En la sobremesa de la penúltima noche del año surge oblicuamente el tema de la migración. Los conceptos se confunden (mis contertulios son rosarinos, de residencia patagónica): migración, inmigración, federalismo trunco, fronteras geográficas y económicas. Fronteras simbólicas.

Uno de ellos cuenta una anécdota que le contó a su vez hace unos meses una jefa de enfermeras de un hospital de Salta que pasa unos días visitando a su familia en Tilcara, donde mi amigo está de turista. De viaje de intercambio profesional en Bolivia, en una visita "de campo", la doctora y un colega local se cruzan con un hombre en la calle con la pierna con principio de gangrena. Cuando ella le dice a su colega boliviano que hay que llevar al hombre al hospital para que no se muera, éste le responde que lo deje ahí: no hay nada que hacer, no hay hospitales públicos y el tipo no tiene un peso.

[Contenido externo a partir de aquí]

PR #2653, opened 2017-05-30
[FEATURE] allow different models for RT normalization

hroest:
also allow non linear models to be used for the RT normalization
employed in OpenSWATH. This may be useful if many anchor points are
used, such as in the CiRT approach by Parker et al (2015). Using
non-linear iRTs may be more accurate, especially when chromatographic
conditions are not fully linear. However, enough anchor points need to
be available for this to work.

- cherry-picked from 89abb37b637850a57d743d07833e1ab540a646c8


timosachsenberg:
looks good to me. @grosenberger fine with you, too?

grosenberger:
Looks great and will be very useful! 👍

Con la misma resignada pasividad con la que le cuenta esto, la doctora señala las camionetas que llegan cargadas de mantas y personas que rápidamente montan sus tiendas copando la plaza. Los vendedores jujeños y los bolivianos son indistinguibles a la vista, pero entre ellos se recelan. Los jujeños se quejan de que los bolivianos les inundan el mercado de "artesanías industriales". Los turistas no distinguen y, si lo hacen, igualmente prefieren la versión más económica. Para los coyas jujeños, los coyas bolivianos son los chinos de la Puna.

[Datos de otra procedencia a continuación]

PR #2654, opened 2017-05-30
[FIX] update license

hroest:
seems like we missed a few instances ... 

PS: can somebody explain to me whether changing the date has any legal implication whatsoever? it just seems a nuisance when doing git analysis on single files ...

### DIFF
--- a/CMakeLists.txt
+++ b/CMakeLists.txt
@@ -2,7 +2,7 @@
 #                   OpenMS -- Open-Source Mass Spectrometry
 # --------------------------------------------------------------------------
 # Copyright The OpenMS Team -- Eberhard Karls University Tuebingen,
-# ETH Zurich, and Freie Universitaet Berlin 2002-2016.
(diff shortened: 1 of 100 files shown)


hroest:
PS: why do we have LICENSE, License.txt and cmake/knime/COPYRIGHT  ?

jpfeuffer:
haha, word! I talked to @timosachsenberg and I think there is no reason. License.txt is shown in the Windows installer and includes references to the Thirdparty licenses. That is the only difference. Feel free to change this here. It should be possible to replace all occurrences of the different versions by the one in the root folder. Preferably the one with the Thirdparties?

timosachsenberg:
I think we probably should update:
https://github.com/OpenMS/OpenMS/blob/develop/tools/update_header_dates.sh

Regarding the legal implications, I think it might be required in some countries to have a date combined with a copyright statement.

En Bolivia, la salud pública no existe, me dice mi amigo que le dice la doctora, retomando el relato. Por eso se entiende que crucen a la Argentina para operarse. O para parir. Es una práctica aceitada: los hospitales públicos del NOA están llenos de inmigrantes fugaces. "Los bolivianos son implacables", resume la doctora.

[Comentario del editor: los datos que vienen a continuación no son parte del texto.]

PR #2657, opened 2017-05-31
Feature: full SRM/MRM workflow for proteomics and metabolomics

hroest:
Implement a set of fixes that allow implementation of a full targeted MRM/SRM workflow

- add pyTOPP/MRMTransitionGroupPicker.py tool for peak picking
- add pyTOPP/MRMTransitionGroupScorer.py tool for peak scoring
- background estimation for peak apex and peak area
- report S/N values for each ion trace
- better error reporting when some expected value is missing / something goes wrong


timosachsenberg:
cool. can we use https://github.com/WorkflowConversion/CTDopts as option handler? It will allow us to automatically generate KNIME nodes later.

jpfeuffer:
Great idea I would like that, too.

hroest:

Creo recordar un cuento de Tolstoi en el que un hombre rico explica por qué no distribuye su riqueza entre los pobres con el argumento de que si la dividiera entre todos los pobres, cada uno se llevaría una fracción insignificante. (En otro cuento de Tolstoi, el hombre rico delega la distribución de mil monedas de oro en la iglesia, que las da de manera arbitraria al primero que se presenta.) Una versión más oscura de esta fábula (o memoria falsa) remite a la última secuencia de Más allá de la justicia , una subestimada transposición de Bertrand Tavernier del noir de Jim Thompson al Africa colonial, en la que Lucien (un comisario corrupto y cornudo -o viceversa- con un dejo de humanidad, guionado a la medida de Philippe Noiret) observa a un grupo de chicos negros hambreados buscando hormigas en el campo para comer y, en un impulso de "acabar con la miseria", apunta su rifle hacia ellos. La cámara sigue la mirada en la mirilla, que se traslada de uno a otro de los chicos. No hay caso, son demasiados: van llegando más, siempre habrá más. Lucien baja el arma.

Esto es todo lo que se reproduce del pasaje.